→ **Exercise requirements**:
Would you return every line of the listing below that has "expanded" in it?

→ **Input records**:
PR #5323, opened 2025-12-21
[rust] Procedural macros for Tup generation

gz:
Also add IsNone trait for future null optimization.
Remove some unused/old example benchmark code.


mihaibudiu:
Let me know when this is ready for review, I still see a lot of churn

gz:
it is ready

Cargo.toml
```diff
@@ -15,6 +15,7 @@ members = [
   "crates/adapterlib",
   "crates/adapters",
   "crates/dbsp",
+  "crates/feldera-macros",
```
mihaibudiu, line 18: why have a separate crate for macros?
should we move more macros there?

crates/dbsp/Cargo.toml
```diff
@@ -74,6 +74,7 @@ serde = { workspace = true, features = ["derive"] }
 serde_json = { workspace = true }
 ptr_meta = { workspace = true }
 feldera-types = { workspace = true }
+feldera-macros = { workspace = true }
```
mihaibudiu, line 77: why remove examples and benchmarks?

crates/dbsp/src/time/product.rs
```diff
@@ -4,6 +4,7 @@ use crate::{
     trace::Batch,
     Scope,
 };
+use feldera_macros::IsNone;
```
mihaibudiu, line 7: in Java if you don't use something you don't need to import it.
I guess macros are different in Rust

crates/dbsp/src/utils/is_none.rs
```diff
@@ -0,0 +1,125 @@
...
+never_none_1!(Vec, LeanVec, BSet,);
+
+#[macro_export]
+macro_rules! delegate_is_none {
+    ($($wrapper:ident),* $(,)?) => {
+        $(
+            impl<T: $crate::utils::IsNone> $crate::utils::IsNone for $wrapper<T> {
+                fn is_none(&self) -> bool {
+                    //self.as_ref().is_none()
+                    // but for simplicity lets just start by making this always false
```
mihaibudiu, line 75: why is the simplicity needed?

crates/feldera-macros/src/lib.rs
```diff
@@ -0,0 +1,40 @@
...
+/// Parses input of the form: `declare_tuple!(Tup1<T0>);`
+/// and generates dbsp tuple structs.
+#[proc_macro]
+pub fn declare_tuple(input: TokenStream) -> TokenStream {
+    let tuple = parse_macro_input!(input as tuples::TupleDef);
+    let expanded = tuples::declare_tuple_impl(tuple);
+    if std::env::var_os("FELDERA_DEV_MACROS_DUMP").is_some() {
+        let parsed_file: syn::File = syn::parse2(expanded.clone()).expect("Failed to parse output");
+        let formatted = prettyplease::unparse(&parsed_file);
+        eprintln!("{}", formatted);
```
mihaibudiu, line 16: is this needed?

crates/feldera-macros/src/lib.rs
```diff
@@ -0,0 +1,40 @@
+use proc_macro::TokenStream;
+use quote::quote;
+use syn::{parse_macro_input, DeriveInput};
+
+mod tuples;
+
+/// Parses input of the form: `declare_tuple!(Tup1<T0>);`
+/// and generates dbsp tuple structs.
+#[proc_macro]
```
mihaibudiu, line 9: this is a part of Rust which I have avoided so far, I need to read about this

crates/feldera-macros/src/tuples.rs
```diff
@@ -0,0 +1,288 @@
...
+        #debug_impl
+        #copy_impl
+        #checkpoint_impl
+        #not_an_option
+    });
+
+    expanded
+}
+
+pub(super) struct TupleDef {
```
mihaibudiu, line 243: putting this first would make the code easier to review

crates/feldera-macros/src/tuples.rs
```diff
@@ -0,0 +1,288 @@
...
+    fn parse(input: syn::parse::ParseStream) -> syn::Result<Self> {
+        let name: Ident = input.parse()?;
+
+        let generics: syn::Generics = input.parse()?; // Parse `<T1, T2, ...>`
+        let elements = generics
+            .params
+            .into_iter()
+            .filter_map(|param| {
+                if let syn::GenericParam::Type(ty) = param {
+                    Some(ty.ident)
```
mihaibudiu, line 258: I wonder why Some(...) has a type of Punctuated<>.

crates/feldera-macros/src/tuples.rs
```diff
@@ -0,0 +1,288 @@
...
+    /// A simple test to verify the code of Tup<> types, for manual invocation run this:
+    ///
+    /// `cargo test -p feldera-macros -- --nocapture`
+    fn dump_tup1_expansion() {
+        let tuple: TupleDef = syn::parse2(quote!(Tup1<T0>)).expect("Failed to parse TupleDef");
+        let expanded = declare_tuple_impl(tuple);
+        let parsed_file: syn::File = syn::parse2(expanded).expect("Failed to parse output");
+        let formatted = prettyplease::unparse(&parsed_file);
+
+        println!("{formatted}");
```
mihaibudiu, line 284: not really needed.

Cargo.toml
gz: this is a "special crate" because these are procedural macros .. so you can't move the normal macros there but I do envision at some having a single #[derive(DBData)] that would just go off and generate all teh code for a struct. right now it's too much work to make any changes... with procedural macros this should be doable

crates/dbsp/Cargo.toml
gz: removed gdelt because no one has touched it in years
removed ijson because we never ended up using it

crates/dbsp/src/utils/is_none.rs
gz: may change in my follow up pr, right now this isn't used anywhere

crates/feldera-macros/src/tuples.rs
gz: see comment in the test

crates/dbsp/src/time/product.rs
gz: but it is used in the derive on line 26

crates/dbsp/Cargo.toml
mihaibudiu: The fact no one has touched it may be a sign that it needs to be kept; check with Leonid

crates/dbsp/src/time/product.rs
mihaibudiu: In Java you can always see where something is used.

crates/dbsp/Cargo.toml
gz: @ryzhyk can comment

ryzhyk: It's ok for it to go

ryzhyk (approved):
I don't yet know how to read procedural macros, so didn't review that part. I wonder if `IsNone` is sufficient for the upcoming rkyv optimization. Don't we also need to `IsOption` to determine if the type is an option and needs a bit in the bitmap?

→ **Response to the task**:
+    let expanded = tuples::declare_tuple_impl(tuple);
+        let parsed_file: syn::File = syn::parse2(expanded.clone()).expect("Failed to parse output");
+    expanded
+        let expanded = declare_tuple_impl(tuple);
+        let parsed_file: syn::File = syn::parse2(expanded).expect("Failed to parse output");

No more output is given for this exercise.